PR #538, opened 2023-07-19
Add db user and name to env variable

chojisan:
Added DB_DATABASE and DB_USER on environment variable in case user wants to use a separate postgres database deployment


core/settings.py
```diff
@@ -184,8 +184,8 @@
 DATABASES = {
     'default': {
         'ENGINE': 'django.db.backends.postgresql',
-        'NAME': os.environ.get('DB', 'postgres'),
```
snyaggarwal, line 187: Keep this var as `DB`

PR #545, opened 2023-07-25
chore: make scheme configurable for elastic search connection

Salaton:
This PR introduces enhancements to the `es_get` function, allowing the scheme used for connecting to the Elasticsearch cluster to be configurable. This is done to address the error `Client sent an HTTP request to an HTTPS server` when passing `http` in the host while using Elasticsearch on elastic cloud (https://www.elastic.co/cloud/)


rkorytkowski:
Thank you for your contribution!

→ **WORK TO COMPLETE**
Write the data out once more. Keep every word the same.

→ **EXERCISE SOLUTION**
PR #538, opened 2023-07-19
Add db user and name to env variable

chojisan:
Added DB_DATABASE and DB_USER on environment variable in case user wants to use a separate postgres database deployment


core/settings.py
```diff
@@ -184,8 +184,8 @@
 DATABASES = {
     'default': {
         'ENGINE': 'django.db.backends.postgresql',
-        'NAME': os.environ.get('DB', 'postgres'),
```
snyaggarwal, line 187: Keep this var as `DB`

PR #545, opened 2023-07-25
chore: make scheme configurable for elastic search connection

Salaton:
This PR introduces enhancements to the `es_get` function, allowing the scheme used for connecting to the Elasticsearch cluster to be configurable. This is done to address the error `Client sent an HTTP request to an HTTPS server` when passing `http` in the host while using Elasticsearch on elastic cloud (https://www.elastic.co/cloud/)


rkorytkowski:
Thank you for your contribution!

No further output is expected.